In the listing below, find each line that holds "DomRefCell" and list it.

Segment Start: PROVIDED RECORDS

PR #32665, opened 2024-07-02
webgpu: Update wgpu and revamp RenderPass

sagudev:
Like https://github.com/servo/servo/pull/32575 but this time revamping render pass, because of the changes landed in wgpu.

---

### DIFF
--- a/components/script/dom/gpurenderpassencoder.rs
+++ b/components/script/dom/gpurenderpassencoder.rs
@@ -3,11 +3,9 @@
  * file, You can obtain one at https://mozilla.org/MPL/2.0/. */
 
 use dom_struct::dom_struct;
-use webgpu::wgc::command::{render_commands as wgpu_render, RenderPass};
-use webgpu::{wgt, WebGPU, WebGPURequest};
+use webgpu::{wgt, RenderCommand, WebGPU, WebGPURenderPass, WebGPURequest};
 
 use super::bindings::codegen::Bindings::WebGPUBinding::GPUIndexFormat;
-use super::bindings::error::Fallible;
 use crate::dom::bindings::cell::DomRefCell;
 use crate::dom::bindings::codegen::Bindings::WebGPUBinding::{
     GPUColor, GPURenderPassEncoderMethods,
@@ -30,16 +28,15 @@ pub struct GPURenderPassEncoder {
     #[no_trace]
     channel: WebGPU,
     label: DomRefCell<USVString>,
-    #[ignore_malloc_size_of = "defined in wgpu-core"]
     #[no_trace]
-    render_pass: DomRefCell<Option<RenderPass>>,
+    render_pass: WebGPURenderPass,
     command_encoder: Dom<GPUCommandEncoder>,
 }
 
 impl GPURenderPassEncoder {
     fn new_inherited(
         channel: WebGPU,
-        render_pass: Option<RenderPass>,
+        render_pass: WebGPURenderPass,
         parent: &GPUCommandEncoder,
         label: USVString,
     ) -> Self {
@@ -47,7 +44,7 @@ impl GPURenderPassEncoder {
             channel,
             reflector_: Reflector::new(),
             label: DomRefCell::new(label),
-            render_pass: DomRefCell::new(render_pass),
+            render_pass,
             command_encoder: Dom::from_ref(parent),
         }
     }
@@ -55,7 +52,7 @@ impl GPURenderPassEncoder {
     pub fn new(
         global: &GlobalScope,
         channel: WebGPU,
-        render_pass: Option<RenderPass>,
+        render_pass: WebGPURenderPass,
         parent: &GPUCommandEncoder,
         label: USVString,
     ) -> DomRoot<Self> {
@@ -83,15 +80,17 @@ impl GPURenderPassEncoderMethods for GPURenderPassEncoder {
     }
 
     /// <https://gpuweb.github.io/gpuweb/#dom-gpuprogrammablepassencoder-setbindgroup>
-    #[allow(unsafe_code)]
-    fn SetBindGroup(&self, index: u32, bind_group: &GPUBindGroup, dynamic_offsets: Vec<u32>) {
-        if let Some(render_pass) = self.render_pass.borrow_mut().as_mut() {
-            wgpu_render::wgpu_render_pass_set_bind_group(
-                render_pass,
+    fn SetBindGroup(&self, index: u32, bind_group: &GPUBindGroup, offsets: Vec<u32>) {
+        if let Err(e) = self.channel.0.send(WebGPURequest::RenderPassCommand {
+            render_pass_id: self.render_pass.0,
+            render_command: RenderCommand::SetBindGroup {
                 index,
-                bind_group.id().0,
-                &dynamic_offsets,
-            )
+                bind_group_id: bind_group.id().0,
+                offsets,
+            },
+            device_id: self.command_encoder.device_id().0,
+        }) {
+            warn!("Error sending WebGPURequest::RenderPassCommand: {e:?}")
         }
     }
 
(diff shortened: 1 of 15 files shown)


components/webgpu/render_commands.rs
sagudev, line 1: RenderCommands were separated from WebGPURequest, because there is a lot of commands (and they all share getting of pass and erroring logic), we could also do this for ComputePass as a follow up (although it doesn't have as many commands).

components/script/dom/gpurenderpassencoder.rs
```diff
@@ -105,78 +104,99 @@ impl GPURenderPassEncoderMethods for GPURenderPassEncoder {
...
+                    r: *s[0],
+                    g: *s[1],
+                    b: *s[2],
+                    a: *s[3],
+                }
+            },
+        };
+        if let Err(e) = self.channel.0.send(WebGPURequest::RenderPassCommand {
+            render_pass_id: self.render_pass.0,
+            render_command: RenderCommand::SetBlendConstant(color),
```
gterzian, line 163: perhasp add a `send_render_command(&self , cmd: RenderCommand)` method?

components/webgpu/dom_messages.rs
```diff
@@ -255,6 +258,7 @@ pub enum WebGPURequest {
         device_id: id::DeviceId,
         pipeline_id: PipelineId,
     },
+    // COmpute pass
```
gterzian, line 261: '///'

components/webgpu/render_commands.rs
```diff
@@ -0,0 +1,151 @@
...
+//! Render pass commands
+
+use serde::{Deserialize, Serialize};
+use wgpu_core::command::{DynRenderPass, RenderPassError};
+use wgpu_core::global::Global;
+
+use crate::wgc::id;
+use crate::wgt;
+
+// https://github.com/gfx-rs/wgpu/blob/f25e07b984ab391628d9568296d5970981d79d8b/wgpu-core/src/command/render_command.rs#L17
```
gterzian, line 14: '///'

components/webgpu/render_commands.rs
```diff
@@ -0,0 +1,151 @@
...
+        offset: u64,
+    },
+    DrawIndexedIndirect {
+        buffer_id: id::BufferId,
+        offset: u64,
+    },
+    ExecuteBundles(Vec<id::RenderBundleId>),
+}
+
+pub fn do_render_command(
```
gterzian, line 75: 'apply_'?

components/webgpu/wgpu_thread.rs
```diff
@@ -868,21 +872,70 @@ impl WGPU {
...
+                        // TODO: Command encoder state errors
+                        // self.maybe_dispatch_wgpu_error(device_id, error);
+                    },
+                    WebGPURequest::RenderPassCommand {
+                        render_pass_id,
+                        render_command,
+                        device_id,
+                    } => {
+                        if let Some((pass, valid)) = self.render_passes.get_mut(&render_pass_id) {
+                            *valid &= do_render_command(&self.global, pass, render_command).is_ok();
```
gterzian, line 911: why is the `&` necessary? I'm not familiar with this syntax.

components/webgpu/wgpu_thread.rs
```diff
@@ -1171,12 +1224,19 @@ impl WGPU {
...
                     WebGPURequest::DropComputePass(id) => {
-                        // Compute pass might have already ended
+                        // pass might have already ended
                         self.compute_passes.remove(&id);
                         if let Err(e) = self.script_sender.send(WebGPUMsg::FreeComputePass(id)) {
                             warn!("Unable to send FreeComputePass({:?}) ({:?})", id, e);
                         };
                     },
+                    WebGPURequest::DropRenderPass(id) => {
+                        // pass might have already ended
```
gterzian, line 1234: nit: Pass and could add a . at the end too.

components/webgpu/wgpu_thread.rs
```diff
@@ -868,21 +872,70 @@ impl WGPU {
...
+                        let (pass, error) = gfx_select!(
+                            command_encoder_id => global.command_encoder_create_render_pass_dyn(
+                                command_encoder_id,
+                                desc,
+                        ));
+                        assert!(
+                            self.render_passes
+                                .insert(render_pass_id, (pass, error.is_none()))
+                                .is_none(),
+                            "RenderPass should not exist yet."
```
gterzian, line 900: But is this checked at `BeginRenderPass`?

components/webgpu/wgpu_thread.rs
```diff
@@ -868,21 +872,70 @@ impl WGPU {
...
                         device_id,
+                        command_encoder_id,
                     } => {
-                        if let Some(render_pass) = render_pass {
-                            let command_encoder_id = render_pass.parent_id();
-                            let global = &self.global;
-                            let result = gfx_select!(command_encoder_id => global.render_pass_end(&render_pass));
-                            self.maybe_dispatch_wgpu_error(device_id, result.err())
+                        // TODO: Command encoder state error
+                        if let Some((mut pass, valid)) = self.render_passes.remove(&render_pass_id)
```
gterzian, line 925: Would it not be better to remove it on Drop?

components/webgpu/wgpu_thread.rs
```diff
@@ -868,21 +872,70 @@ impl WGPU {
...
+                        );
+                        // TODO: Command encoder state errors
+                        // self.maybe_dispatch_wgpu_error(device_id, error);
+                    },
+                    WebGPURequest::RenderPassCommand {
+                        render_pass_id,
+                        render_command,
+                        device_id,
+                    } => {
+                        if let Some((pass, valid)) = self.render_passes.get_mut(&render_pass_id) {
```
gterzian, line 910: Why not only remove on drop, and rely on the error returned by wgpu? It should return an error if the pass has already ended. Since we are relying on wgpu for all other logic, I don't see why we should keep track of the ended status of the pass by removing it ourselves from the map.

components/webgpu/wgpu_thread.rs
```diff
@@ -868,21 +872,70 @@ impl WGPU {
...
                     } => {
-                        if let Some(render_pass) = render_pass {
-                            let command_encoder_id = render_pass.parent_id();
-                            let global = &self.global;
-                            let result = gfx_select!(command_encoder_id => global.render_pass_end(&render_pass));
-                            self.maybe_dispatch_wgpu_error(device_id, result.err())
+                        // TODO: Command encoder state error
+                        if let Some((mut pass, valid)) = self.render_passes.remove(&render_pass_id)
+                        {
+                            if pass.end(&self.global).is_ok() && !valid {
```
gterzian, line 927: I think `end` cannot be ok if the pass is not valid, so we can simply check for an error?

gterzian (changes requested):
Couple of comments. 

In general I find it sometimes confusing that the `wgpu_thread` is keeping track of some state(including by removing objects from maps), or reporting errors, and relying on wgpu for other states and error. If we can remove some of this bookkeeping, or document clearly why this is necessary on top of what wgpu already does, it could clarify things. 

For example, by removing passes when they end, we sort of keep track of their ended state, which interacts with the need to also remove them when they drop. So we should either only remove them when they drop, and let wgpu handle their "ended" state entirely, or remove them when they end and then not do anything further when they drop(but I guess it means they leak if not ended). But doing a bit of both seems confusing. Same thing with the `valid` flag. If needed, let's document clearly, otherwise let's just rely on the fact that wgpu needs keep track of that internally anyway to implement the relevant device timeline steps.

sagudev:
> In general I find it sometimes confusing that the `wgpu_thread` is keeping track of some state(including by removing objects from maps), or reporting errors, and relying on wgpu for other states and error. If we can remove some of this bookkeeping, or document clearly why this is necessary on top of what wgpu already does, it could clarify things.

Ideally, this would all be done in wgpu, but currently wgpu does not match the specs (yet) about invalidation on error. So that's why we implement it ourself, but eventually this will be implemented in wgpu and we can remove most of it. I will add comments about why it's needed.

Segment End: PROVIDED RECORDS

→ **WRITTEN RESPONSE**:
 use crate::dom::bindings::cell::DomRefCell;
     label: DomRefCell<USVString>,
-    render_pass: DomRefCell<Option<RenderPass>>,
             label: DomRefCell::new(label),
-            render_pass: DomRefCell::new(render_pass),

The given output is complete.